Write out each line of the entries below that holds the word "kwargs".

DATASET RECORDS

=== Begin Enclosure ===

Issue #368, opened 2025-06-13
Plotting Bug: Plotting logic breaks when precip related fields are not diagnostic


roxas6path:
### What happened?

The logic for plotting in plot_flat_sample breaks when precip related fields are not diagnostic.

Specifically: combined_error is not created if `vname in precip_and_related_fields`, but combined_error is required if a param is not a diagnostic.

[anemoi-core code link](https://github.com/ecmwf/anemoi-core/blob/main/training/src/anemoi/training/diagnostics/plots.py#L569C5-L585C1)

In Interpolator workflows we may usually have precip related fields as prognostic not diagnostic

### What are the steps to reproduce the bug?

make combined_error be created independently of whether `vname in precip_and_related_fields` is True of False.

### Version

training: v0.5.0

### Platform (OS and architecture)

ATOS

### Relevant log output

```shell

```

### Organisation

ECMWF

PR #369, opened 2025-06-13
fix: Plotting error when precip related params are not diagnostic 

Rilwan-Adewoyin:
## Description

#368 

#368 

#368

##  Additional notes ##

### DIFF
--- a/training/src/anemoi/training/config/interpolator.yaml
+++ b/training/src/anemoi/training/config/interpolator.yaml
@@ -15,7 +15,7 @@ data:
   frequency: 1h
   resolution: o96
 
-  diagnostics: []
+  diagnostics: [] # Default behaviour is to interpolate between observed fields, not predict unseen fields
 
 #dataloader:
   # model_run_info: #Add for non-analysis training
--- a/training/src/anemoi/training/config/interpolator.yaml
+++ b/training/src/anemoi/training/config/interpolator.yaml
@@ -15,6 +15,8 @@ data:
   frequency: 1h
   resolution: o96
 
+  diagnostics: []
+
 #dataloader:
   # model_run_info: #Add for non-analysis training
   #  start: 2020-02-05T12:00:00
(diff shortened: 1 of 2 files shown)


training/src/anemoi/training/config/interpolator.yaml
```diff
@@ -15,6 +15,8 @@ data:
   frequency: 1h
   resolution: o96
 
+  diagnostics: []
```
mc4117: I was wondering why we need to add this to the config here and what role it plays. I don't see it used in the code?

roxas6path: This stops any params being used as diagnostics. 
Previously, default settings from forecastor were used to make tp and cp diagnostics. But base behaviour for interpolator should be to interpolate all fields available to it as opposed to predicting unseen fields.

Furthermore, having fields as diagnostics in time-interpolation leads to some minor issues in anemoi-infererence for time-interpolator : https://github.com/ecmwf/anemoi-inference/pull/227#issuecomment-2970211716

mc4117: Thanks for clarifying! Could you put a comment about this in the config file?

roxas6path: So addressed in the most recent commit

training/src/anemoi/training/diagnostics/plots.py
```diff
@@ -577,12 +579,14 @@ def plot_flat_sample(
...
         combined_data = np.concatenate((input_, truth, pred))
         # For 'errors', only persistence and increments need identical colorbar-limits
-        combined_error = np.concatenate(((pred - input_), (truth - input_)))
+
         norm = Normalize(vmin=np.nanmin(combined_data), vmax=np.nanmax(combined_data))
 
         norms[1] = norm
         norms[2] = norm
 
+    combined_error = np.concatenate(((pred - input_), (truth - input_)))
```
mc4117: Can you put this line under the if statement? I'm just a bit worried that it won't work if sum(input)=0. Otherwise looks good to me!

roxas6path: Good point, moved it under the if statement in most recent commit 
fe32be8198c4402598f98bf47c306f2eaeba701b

=== End Enclosure ===
=== Begin Enclosure ===

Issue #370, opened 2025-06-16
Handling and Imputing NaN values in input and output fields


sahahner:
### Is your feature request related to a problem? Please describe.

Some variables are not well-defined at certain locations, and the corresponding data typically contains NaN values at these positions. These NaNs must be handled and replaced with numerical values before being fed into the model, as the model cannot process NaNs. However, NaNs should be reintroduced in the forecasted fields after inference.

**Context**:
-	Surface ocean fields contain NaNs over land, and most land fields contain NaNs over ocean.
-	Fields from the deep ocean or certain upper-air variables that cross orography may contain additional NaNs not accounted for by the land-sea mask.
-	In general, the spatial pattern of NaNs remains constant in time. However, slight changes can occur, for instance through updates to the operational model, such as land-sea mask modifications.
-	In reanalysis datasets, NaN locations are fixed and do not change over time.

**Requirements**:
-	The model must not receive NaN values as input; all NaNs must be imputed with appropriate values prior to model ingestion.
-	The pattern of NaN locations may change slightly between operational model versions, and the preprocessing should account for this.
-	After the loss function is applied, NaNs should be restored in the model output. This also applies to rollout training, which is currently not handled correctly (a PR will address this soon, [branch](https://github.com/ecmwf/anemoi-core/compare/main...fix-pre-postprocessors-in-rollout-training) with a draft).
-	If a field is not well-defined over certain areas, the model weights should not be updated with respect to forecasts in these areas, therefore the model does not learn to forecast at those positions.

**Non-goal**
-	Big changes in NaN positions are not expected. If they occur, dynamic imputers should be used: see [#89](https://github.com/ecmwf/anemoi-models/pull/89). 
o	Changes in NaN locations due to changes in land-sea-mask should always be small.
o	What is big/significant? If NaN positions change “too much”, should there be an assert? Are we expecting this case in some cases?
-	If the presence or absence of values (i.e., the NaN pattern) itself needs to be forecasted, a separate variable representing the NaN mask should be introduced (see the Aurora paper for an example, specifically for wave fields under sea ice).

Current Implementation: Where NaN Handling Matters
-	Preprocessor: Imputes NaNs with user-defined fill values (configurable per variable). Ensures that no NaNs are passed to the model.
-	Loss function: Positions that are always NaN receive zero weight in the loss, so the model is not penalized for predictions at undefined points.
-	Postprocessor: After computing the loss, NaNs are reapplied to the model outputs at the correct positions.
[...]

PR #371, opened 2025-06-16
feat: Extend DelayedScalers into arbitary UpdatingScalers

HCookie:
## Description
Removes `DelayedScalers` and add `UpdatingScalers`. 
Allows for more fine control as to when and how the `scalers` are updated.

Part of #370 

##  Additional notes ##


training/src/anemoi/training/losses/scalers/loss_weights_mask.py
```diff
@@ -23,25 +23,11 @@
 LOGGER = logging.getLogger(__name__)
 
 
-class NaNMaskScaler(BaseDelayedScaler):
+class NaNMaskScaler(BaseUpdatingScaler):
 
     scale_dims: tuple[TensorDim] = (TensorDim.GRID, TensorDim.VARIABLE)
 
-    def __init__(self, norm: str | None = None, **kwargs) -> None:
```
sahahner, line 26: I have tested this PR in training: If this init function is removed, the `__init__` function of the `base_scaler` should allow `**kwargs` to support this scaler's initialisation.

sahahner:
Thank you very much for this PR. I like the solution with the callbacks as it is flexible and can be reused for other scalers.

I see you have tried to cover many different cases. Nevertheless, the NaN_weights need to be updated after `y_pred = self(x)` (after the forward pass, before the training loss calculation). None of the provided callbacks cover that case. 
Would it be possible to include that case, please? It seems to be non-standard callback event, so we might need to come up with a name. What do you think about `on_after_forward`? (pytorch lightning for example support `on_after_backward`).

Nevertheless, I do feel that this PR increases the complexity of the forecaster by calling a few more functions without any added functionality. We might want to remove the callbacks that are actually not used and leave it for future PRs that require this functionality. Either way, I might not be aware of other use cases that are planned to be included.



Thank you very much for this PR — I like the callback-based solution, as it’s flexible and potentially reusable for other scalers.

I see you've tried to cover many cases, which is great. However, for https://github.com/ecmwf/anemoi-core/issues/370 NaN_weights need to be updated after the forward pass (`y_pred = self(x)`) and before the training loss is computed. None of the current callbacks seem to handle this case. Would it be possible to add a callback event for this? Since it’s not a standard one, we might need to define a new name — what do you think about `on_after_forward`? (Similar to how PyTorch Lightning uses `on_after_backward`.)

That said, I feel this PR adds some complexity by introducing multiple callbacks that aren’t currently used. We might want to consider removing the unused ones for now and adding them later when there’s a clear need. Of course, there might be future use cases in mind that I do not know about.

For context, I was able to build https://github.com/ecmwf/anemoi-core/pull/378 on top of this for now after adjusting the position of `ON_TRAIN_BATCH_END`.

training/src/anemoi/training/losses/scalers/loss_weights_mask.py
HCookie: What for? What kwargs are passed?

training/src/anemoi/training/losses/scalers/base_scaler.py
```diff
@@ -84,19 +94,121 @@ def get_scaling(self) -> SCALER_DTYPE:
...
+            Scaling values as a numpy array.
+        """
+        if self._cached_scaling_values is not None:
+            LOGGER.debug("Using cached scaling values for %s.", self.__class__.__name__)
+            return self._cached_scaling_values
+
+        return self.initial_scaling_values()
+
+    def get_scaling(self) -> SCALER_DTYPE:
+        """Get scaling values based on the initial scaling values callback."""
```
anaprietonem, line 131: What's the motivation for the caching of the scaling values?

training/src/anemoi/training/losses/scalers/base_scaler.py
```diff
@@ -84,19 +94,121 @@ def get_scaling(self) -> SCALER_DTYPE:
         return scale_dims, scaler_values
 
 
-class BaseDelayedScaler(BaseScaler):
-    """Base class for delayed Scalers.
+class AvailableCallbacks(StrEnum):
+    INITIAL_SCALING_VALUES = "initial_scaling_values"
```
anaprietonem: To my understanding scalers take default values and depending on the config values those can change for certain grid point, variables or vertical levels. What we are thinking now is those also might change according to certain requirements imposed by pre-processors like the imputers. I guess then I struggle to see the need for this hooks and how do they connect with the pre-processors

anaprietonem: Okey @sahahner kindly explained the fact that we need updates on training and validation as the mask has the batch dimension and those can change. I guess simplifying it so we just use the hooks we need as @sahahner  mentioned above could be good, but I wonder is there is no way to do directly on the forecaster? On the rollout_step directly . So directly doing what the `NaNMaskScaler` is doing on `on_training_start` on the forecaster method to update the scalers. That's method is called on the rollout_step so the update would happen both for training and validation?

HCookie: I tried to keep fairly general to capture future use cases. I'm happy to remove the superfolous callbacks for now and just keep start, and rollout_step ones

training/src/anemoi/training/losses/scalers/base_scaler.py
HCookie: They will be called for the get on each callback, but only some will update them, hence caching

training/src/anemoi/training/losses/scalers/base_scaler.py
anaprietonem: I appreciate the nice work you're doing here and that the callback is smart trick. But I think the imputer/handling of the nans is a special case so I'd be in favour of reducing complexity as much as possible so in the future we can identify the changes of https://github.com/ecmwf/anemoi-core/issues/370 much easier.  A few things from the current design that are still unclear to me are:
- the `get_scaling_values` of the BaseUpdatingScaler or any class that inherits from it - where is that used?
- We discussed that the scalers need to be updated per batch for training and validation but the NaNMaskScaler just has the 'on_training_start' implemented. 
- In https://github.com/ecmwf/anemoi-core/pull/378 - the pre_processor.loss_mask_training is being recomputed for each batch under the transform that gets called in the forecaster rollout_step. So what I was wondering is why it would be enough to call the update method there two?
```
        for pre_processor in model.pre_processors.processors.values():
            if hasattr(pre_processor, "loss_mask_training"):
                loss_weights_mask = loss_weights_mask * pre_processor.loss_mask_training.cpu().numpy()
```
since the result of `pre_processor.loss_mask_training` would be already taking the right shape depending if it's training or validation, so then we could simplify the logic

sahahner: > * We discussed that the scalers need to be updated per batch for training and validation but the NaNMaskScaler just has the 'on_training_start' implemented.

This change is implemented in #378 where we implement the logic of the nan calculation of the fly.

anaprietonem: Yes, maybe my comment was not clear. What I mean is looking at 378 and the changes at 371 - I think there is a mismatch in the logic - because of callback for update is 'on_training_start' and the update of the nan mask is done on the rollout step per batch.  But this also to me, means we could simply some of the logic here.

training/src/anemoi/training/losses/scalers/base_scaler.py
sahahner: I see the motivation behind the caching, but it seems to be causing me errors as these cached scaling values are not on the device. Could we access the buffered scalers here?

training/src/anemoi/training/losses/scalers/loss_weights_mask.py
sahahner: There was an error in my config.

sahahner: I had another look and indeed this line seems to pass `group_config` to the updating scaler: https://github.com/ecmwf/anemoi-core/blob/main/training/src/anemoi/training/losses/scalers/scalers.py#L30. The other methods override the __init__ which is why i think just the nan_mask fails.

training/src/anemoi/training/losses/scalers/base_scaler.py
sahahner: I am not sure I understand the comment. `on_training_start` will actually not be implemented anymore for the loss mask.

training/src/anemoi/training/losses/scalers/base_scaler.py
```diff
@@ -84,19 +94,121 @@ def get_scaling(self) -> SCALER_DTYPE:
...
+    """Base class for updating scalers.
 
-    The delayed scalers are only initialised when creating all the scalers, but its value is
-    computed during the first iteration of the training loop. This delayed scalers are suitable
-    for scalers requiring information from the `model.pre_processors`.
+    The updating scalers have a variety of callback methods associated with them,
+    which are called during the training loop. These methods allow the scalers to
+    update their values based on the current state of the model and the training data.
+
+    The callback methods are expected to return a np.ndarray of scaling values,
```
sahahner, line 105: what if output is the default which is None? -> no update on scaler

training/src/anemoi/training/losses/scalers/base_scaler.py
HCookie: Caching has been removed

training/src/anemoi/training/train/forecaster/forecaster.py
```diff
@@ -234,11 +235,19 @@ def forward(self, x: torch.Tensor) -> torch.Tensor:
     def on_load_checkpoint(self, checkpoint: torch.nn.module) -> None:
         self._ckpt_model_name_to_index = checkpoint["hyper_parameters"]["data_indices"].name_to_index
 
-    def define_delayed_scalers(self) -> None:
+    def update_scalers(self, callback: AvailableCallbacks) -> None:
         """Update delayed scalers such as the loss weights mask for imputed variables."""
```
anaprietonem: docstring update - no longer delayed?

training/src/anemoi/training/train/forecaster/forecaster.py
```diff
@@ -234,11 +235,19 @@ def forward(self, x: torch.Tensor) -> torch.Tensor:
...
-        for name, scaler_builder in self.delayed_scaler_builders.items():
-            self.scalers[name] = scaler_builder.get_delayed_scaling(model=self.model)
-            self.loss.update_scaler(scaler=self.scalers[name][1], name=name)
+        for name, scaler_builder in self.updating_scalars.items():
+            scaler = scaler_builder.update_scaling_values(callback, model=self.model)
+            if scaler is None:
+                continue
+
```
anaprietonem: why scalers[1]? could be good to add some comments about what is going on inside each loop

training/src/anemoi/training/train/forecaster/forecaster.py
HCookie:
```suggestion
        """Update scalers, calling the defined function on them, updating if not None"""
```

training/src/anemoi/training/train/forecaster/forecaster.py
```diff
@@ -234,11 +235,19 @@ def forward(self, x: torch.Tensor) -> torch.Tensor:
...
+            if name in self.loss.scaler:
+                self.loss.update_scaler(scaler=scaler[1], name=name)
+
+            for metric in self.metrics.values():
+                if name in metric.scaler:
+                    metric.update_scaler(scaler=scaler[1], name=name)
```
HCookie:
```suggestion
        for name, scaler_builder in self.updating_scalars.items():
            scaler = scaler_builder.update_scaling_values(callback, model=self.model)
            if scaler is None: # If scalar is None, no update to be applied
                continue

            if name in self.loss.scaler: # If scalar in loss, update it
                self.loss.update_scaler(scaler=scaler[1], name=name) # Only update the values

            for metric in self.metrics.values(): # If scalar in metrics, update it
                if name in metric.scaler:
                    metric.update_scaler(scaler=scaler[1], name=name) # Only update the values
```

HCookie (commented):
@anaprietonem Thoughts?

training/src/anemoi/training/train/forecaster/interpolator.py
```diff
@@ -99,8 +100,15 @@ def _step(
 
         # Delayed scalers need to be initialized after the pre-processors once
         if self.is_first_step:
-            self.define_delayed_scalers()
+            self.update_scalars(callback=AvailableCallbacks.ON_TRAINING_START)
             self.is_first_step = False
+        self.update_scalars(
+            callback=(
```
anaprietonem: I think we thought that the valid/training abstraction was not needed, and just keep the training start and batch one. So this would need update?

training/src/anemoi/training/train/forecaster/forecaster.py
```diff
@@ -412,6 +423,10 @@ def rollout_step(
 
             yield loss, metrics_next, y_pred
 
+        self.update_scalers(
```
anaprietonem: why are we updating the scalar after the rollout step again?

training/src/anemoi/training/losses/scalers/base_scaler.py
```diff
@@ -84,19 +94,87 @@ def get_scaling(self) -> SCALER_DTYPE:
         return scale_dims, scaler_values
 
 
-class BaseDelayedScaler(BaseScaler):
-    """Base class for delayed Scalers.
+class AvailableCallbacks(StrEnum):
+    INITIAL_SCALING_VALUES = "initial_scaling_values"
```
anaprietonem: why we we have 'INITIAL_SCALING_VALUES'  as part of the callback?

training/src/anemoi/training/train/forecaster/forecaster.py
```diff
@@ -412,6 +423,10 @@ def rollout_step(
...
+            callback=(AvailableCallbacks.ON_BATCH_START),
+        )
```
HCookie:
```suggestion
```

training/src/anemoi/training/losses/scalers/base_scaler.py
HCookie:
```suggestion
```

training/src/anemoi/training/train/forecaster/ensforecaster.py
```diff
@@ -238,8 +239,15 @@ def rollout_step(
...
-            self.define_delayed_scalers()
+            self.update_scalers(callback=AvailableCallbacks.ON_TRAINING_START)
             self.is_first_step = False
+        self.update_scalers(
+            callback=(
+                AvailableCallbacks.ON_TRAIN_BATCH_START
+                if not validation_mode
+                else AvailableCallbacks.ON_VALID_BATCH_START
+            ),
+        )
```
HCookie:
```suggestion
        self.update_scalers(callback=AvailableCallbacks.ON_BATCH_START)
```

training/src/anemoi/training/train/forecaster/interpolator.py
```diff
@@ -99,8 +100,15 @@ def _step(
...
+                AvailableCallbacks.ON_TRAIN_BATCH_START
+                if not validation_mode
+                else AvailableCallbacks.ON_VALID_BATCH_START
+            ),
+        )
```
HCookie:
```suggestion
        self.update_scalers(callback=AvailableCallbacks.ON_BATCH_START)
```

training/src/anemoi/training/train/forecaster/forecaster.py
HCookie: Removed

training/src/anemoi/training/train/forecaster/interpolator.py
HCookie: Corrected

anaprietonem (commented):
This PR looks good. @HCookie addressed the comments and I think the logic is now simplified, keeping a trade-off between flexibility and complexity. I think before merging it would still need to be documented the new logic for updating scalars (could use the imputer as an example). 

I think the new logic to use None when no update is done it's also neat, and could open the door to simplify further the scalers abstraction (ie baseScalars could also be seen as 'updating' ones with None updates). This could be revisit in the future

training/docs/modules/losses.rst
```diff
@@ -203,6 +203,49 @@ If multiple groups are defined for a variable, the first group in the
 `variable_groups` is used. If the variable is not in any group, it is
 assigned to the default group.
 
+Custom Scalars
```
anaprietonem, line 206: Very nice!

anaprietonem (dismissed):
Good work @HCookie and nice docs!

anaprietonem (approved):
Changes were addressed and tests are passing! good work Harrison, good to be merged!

=== End Enclosure ===

WRITTEN ANSWER
-    def __init__(self, norm: str | None = None, **kwargs) -> None:
sahahner, line 26: I have tested this PR in training: If this init function is removed, the `__init__` function of the `base_scaler` should allow `**kwargs` to support this scaler's initialisation.
HCookie: What for? What kwargs are passed?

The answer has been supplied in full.